2. Mac isn't really migrated at all. AXPlatformNodeMac/AXPlatformNodeCocoa are only used for Views, and BrowserAccessibilityMac/BrowserAccessibilityCocoa are only used for web. We need to refactor those so that all of the Mac-specific code is moved to ui/accessibility/platform. To do it incrementally, we could have BrowserAccessibilityCocoa inherit from AXPlatformNodeCocoa, and then slowly move one interface at a time.

3. ui/accessibility/platform has a few interfaces that depend on AXTree and AXNode, and ideally they shouldn't. Instead I'd like all of that to be abstracted via AXPlatformNodeDelegate interfaces. Alternatively maybe we should have an AXPlatformTreeDelegate interface or something like that, but make it optional.

4. Android also isn't migrated. I think it'd be harder than Mac to migrate because the native interfaces are all Java. It's also fundamentally different because there isn't a separate persistent native object per-node like on every other platform.

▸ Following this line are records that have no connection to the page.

PR #2064, opened 2021-02-23
Tidy up documentation

### LINKED ISSUE #2056: Add party to inaugural corpus documentation
Documentation refers to 3 docvars but the object has 4 (including Party, not documented).

kbenoit:
This PR tidies up the documentation.

- adds `Party` to the documentation of the `data_corpus_inaugural` docvars
  Closes #2056 
- Removes remaining aliases and references to removed function `metacorpus()`
- Makes the following internal only: `unlist.tokens()`, `object2fixed()`, `object2id`.
- Removes the "show" methods for S4 objects (dictionary2, dfm, fcm) from the print-methods entry
- Removes the "print-quanteda" index entry, now it's just "print-methods".
- Also removes the revdep folder and .gitignores it for future use.


koheiw (changes requested):
`object2fixed()` and `object2id()` should not be internal. Don't you want  people to develop packages using quanteda?

koheiw:
I also wonder why we still have `dictionary_edit()`. I thought we agreed to remove it.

5. We don't have as clean of a story yet on how to fire events. Right now Views and Web have their own event-firing code. As we finish migrating Views to use AXTree and AXEventGenerator we may be able to come up with a solution. Maybe we should add a "platform" counterpart to AXEventGenerator.

6. AXPlatformNode/AXPlatformNodeDelegate has some web-specific concepts. It's a bit of a leaky abstraction. Overall it's not too bad, and considering the whole reason we wrote it is for a web browser perhaps it's unavoidable. Still, as much as it's possible express concepts in a more generic way we should strive for that.

Not covered by above:

Alex has started migrating AccessibilityTreeFormatter into ui/accessibility/platform/inspect - I think it's a great fit, as it's essentially the counterpart - it provides an abstraction over calling the platform accessibility APIs, rather than implementing them, just for testing purposes.

Possible tasks:

1. The most important is, if you're writing new code, try to move things in the right direction based on this design!

2. Consider helping to migrate native accessibility code out of content/browser/accessibility and into ui/accessibility/platform

3. Consider creating a clear public interface for ui/accessibility/platform

4. Consider removing dependencies on AXNode and AXTree

5. Consider coming up with a design to simplify and abstract the platform event-firing code.

6. Consider helping to document everything captured in this email thread.